What makes it interesting

  • The model knows which way the market is wrong

    Backtesting against three years of settlements surfaced the edge the strategy runs on: the blended model reliably identifies which direction the market has mispriced a bucket. That directional signal — not raw point-forecast accuracy — is what the bot trades, and sharpening how confidently it acts on that signal is the lead experiment.

  • Calibrated to a single thermometer

    The market settles off one sensor — the Central Park station. An early build had been calibrated against a gridded weather reanalysis instead of that exact sensor, and the two can differ by several degrees seasonally. Aligning the model to the true settlement source was one of the highest-leverage improvements in the project.
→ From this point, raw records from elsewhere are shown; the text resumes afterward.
PR #645, opened 2020-09-14
Use rancher-agent instead of kubectl image

aiyengar2:
The `rancher-agent` image is significantly smaller than `kubectl` and achieves the same goals.

Based on comments on https://github.com/rancher/charts/pull/637#pullrequestreview-487381744.


scripts/chart-templates/crd-assume-ownership/values.yaml
```diff
@@ -7,5 +7,5 @@ global:
     systemDefaultRegistry: ""
 
 image:
-  repository: rancher/kubectl
-  tag: v1.18.6
+  repository: rancher/rancher-agent
+  tag: v2.4-head
```
dramich, line 11: Update to use `-latest`, `-head` could potentially be broken at any point since it is not an official release.

aiyengar2:
Closing out this PR; didn't realize that the `rancher/kubectl` image was way smaller than the `rancher/rancher-agent` image.

https://github.com/rancher/charts/pull/637 needs the change since we're switching from `rancher/hyperkube` to `rancher/rancher-agent`, which makes sense.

  • Correctness caught before it cost anything

    Disciplined review is why the bot runs paper-first. It caught subtle bugs early — including one where the bot was pricing the next day's market against the current day's forecast — long before real capital was ever at stake.

  • Experiments, not hunches

    Every strategy change ships as a pre-committed A/B: paper stacks against a control, with success criteria locked before results are read. A recurring discipline is refusing to overreact to small samples — more than once, a scary two-day signal turned out to be weather noise that three years of data refuted.

Built like production infrastructure

  • Treated as production trading infrastructure, not a prototype: ~570 unit tests, mypy --strict, and automated linting on every change.
  • Fully serverless on AWS — Lambda (Python 3.12), DynamoDB, CloudWatch, and SES — deployed via SAM / CloudFormation on fixed cron cycles.
  • Deliberately dependency-light: httpx, pydantic, and numpy, with the needed statistics implemented directly to avoid pulling in scipy and keep the Lambda artifact small.
  • Safety designed in from day one: paper-trading by default, post-only limit orders that never cross the spread, and six independent kill switches — drawdown, daily-loss, anomaly, API-failure, manual, and inception-drawdown.
  • Six instances run in parallel — one live, five paper experiments — so every new idea is proven on paper before it touches real capital.

KWB is live today, trading a deliberately capped stake and modestly in the green — but the real return on the project is the architecture, the bias for action, and a learning loop that keeps compounding.